[Dataset records]

PR #4618, opened 2026-05-12
set YOUTUBE_CONFIG_URL

abeglova:
needed for https://github.com/mitodl/mit-learn/pull/3308
This also changes the base open-video-data used for all environments from the mitopen  to main


abeglova:
I think it's ok to have this pinned to just the main branch so we can update that branch without having to make an ol_infrastructure pr

feoh (approved):

PR #4644, opened 2026-05-18
config: Enable Fastly shielding in production for OCW and Learn

blarghmatey:
N/A

Toggles on shielding in Fastly for production on Learn and OCW. This has been enabled in RC for several weeks and I haven't heard any issues from it.

### How can this be tested?

The same configuration is enabled on RC currently

### Additional Context

Enabling shielding will reduce the amount of bandwidth to the origin and should speed up content delivery to non-US learners


gumaerc (approved):
Approving based on some basic publishing testing I did in OCW RC. I didn't see any caching issues which is what I imagine could arise from this. We should keep an eye on production once this is deployed though, as we don't have the same amount of traffic in RC obviously, paying attention to cache busting and making sure it continues to work as expected.

PR #4647, opened 2026-05-19
Update secrets for mitxonline

dsubak:
https://github.com/mitodl/hq/issues/11324

Sets hubspot:private-api-token to the value of the access token of the [app in mitxonlinedev-2026](https://app.hubspot.com/private-apps/51475747/40039666) and the value of hubspot:uai-private-api-token to the value of the access token of the [app in xprodev-2026](https://app.hubspot.com/private-apps/51359745/37338098)

In RC right now, those values are both the same and reference access tokens which don't appear in either accounts - my hunch is thatits the value for one of the old sandboxes. In either event, these should point at two different accounts - the UAI token should go to the xpro account, while the other points at the mitxonline account.

State of RC as of this afternoon.
Screenshot 2026-05-19 at 3 20 54 PM


dsubak:
Confirmed with Collin that the values are correct, so this should be ready to go!

blarghmatey (approved):

PR #4789, opened 2026-06-18
fix: fix MKTG ROOT url for learn

marslanabdulrauf:
https://github.com/mitodl/hq/issues/11838

This pull request makes a minor update to the edX app Kubernetes config map generation logic by ensuring that the marketing root URL uses the correct domain. This change helps maintain consistency in domain usage across the application configuration.

- Configuration Update:
  * Changed the `MKTG_URLS["ROOT"]` value in the `_build_interpolated_config_dict` function to use the domain from `mit_learn_domain` instead of `marketing_domain` in `k8s_configmaps.py`.

### DIFF
--- a/src/ol_infrastructure/applications/edxapp/k8s_configmaps.py
+++ b/src/ol_infrastructure/applications/edxapp/k8s_configmaps.py
@@ -342,7 +342,7 @@ def _build_interpolated_config_dict(
                     f"https://{edxapp_config.require('mit_learn_api_domain')}/logout",
                 ],
                 "MKTG_URLS": {
-                    "ROOT": f"https://{marketing_domain}/",
+                    "ROOT": f"https://{edxapp_config.require('mit_learn_domain')}/",
                 },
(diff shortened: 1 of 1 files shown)


asadali145:
@Anas12091101 can this change impact the behavior of different links for learn and mitxonline courses? I guess we still have some logic for different footer and header URLs?

blarghmatey (approved):

pdpinch:
I'm 90% sure we want to do this, and now is the right time. But I'd like to know where that URL is actually used in the MFEs and the theme. Footer changes and Studio link changes are totally fine. I'd like to know what else it touches.

marslanabdulrauf:
I had a call with @asadali145 and confirmed that we are not using this `MKTG_URLS` in the MFEs and themes.

Footers are already using learn domain from [MKTG_URL_OVERRIDES](https://github.com/mitodl/ol-infrastructure/blob/main/src/ol_infrastructure/applications/edxapp/k8s_configmaps.py#L347)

→ **WHAT YOU HAVE TO DO**:
Nothing but an exact copy of the lines from the first one above through the line holding "Sets hubspot:private-api-token to" should be returned.

→ **RESPONSE AREA**:
PR #4618, opened 2026-05-12
set YOUTUBE_CONFIG_URL

abeglova:
needed for https://github.com/mitodl/mit-learn/pull/3308
This also changes the base open-video-data used for all environments from the mitopen  to main


abeglova:
I think it's ok to have this pinned to just the main branch so we can update that branch without having to make an ol_infrastructure pr

feoh (approved):

PR #4644, opened 2026-05-18
config: Enable Fastly shielding in production for OCW and Learn

blarghmatey:
N/A

Toggles on shielding in Fastly for production on Learn and OCW. This has been enabled in RC for several weeks and I haven't heard any issues from it.

### How can this be tested?

The same configuration is enabled on RC currently

### Additional Context

Enabling shielding will reduce the amount of bandwidth to the origin and should speed up content delivery to non-US learners


gumaerc (approved):
Approving based on some basic publishing testing I did in OCW RC. I didn't see any caching issues which is what I imagine could arise from this. We should keep an eye on production once this is deployed though, as we don't have the same amount of traffic in RC obviously, paying attention to cache busting and making sure it continues to work as expected.

PR #4647, opened 2026-05-19
Update secrets for mitxonline

dsubak:
https://github.com/mitodl/hq/issues/11324

Sets hubspot:private-api-token to the value of the access token of the [app in mitxonlinedev-2026](https://app.hubspot.com/private-apps/51475747/40039666) and the value of hubspot:uai-private-api-token to the value of the access token of the [app in xprodev-2026](https://app.hubspot.com/private-apps/51359745/37338098)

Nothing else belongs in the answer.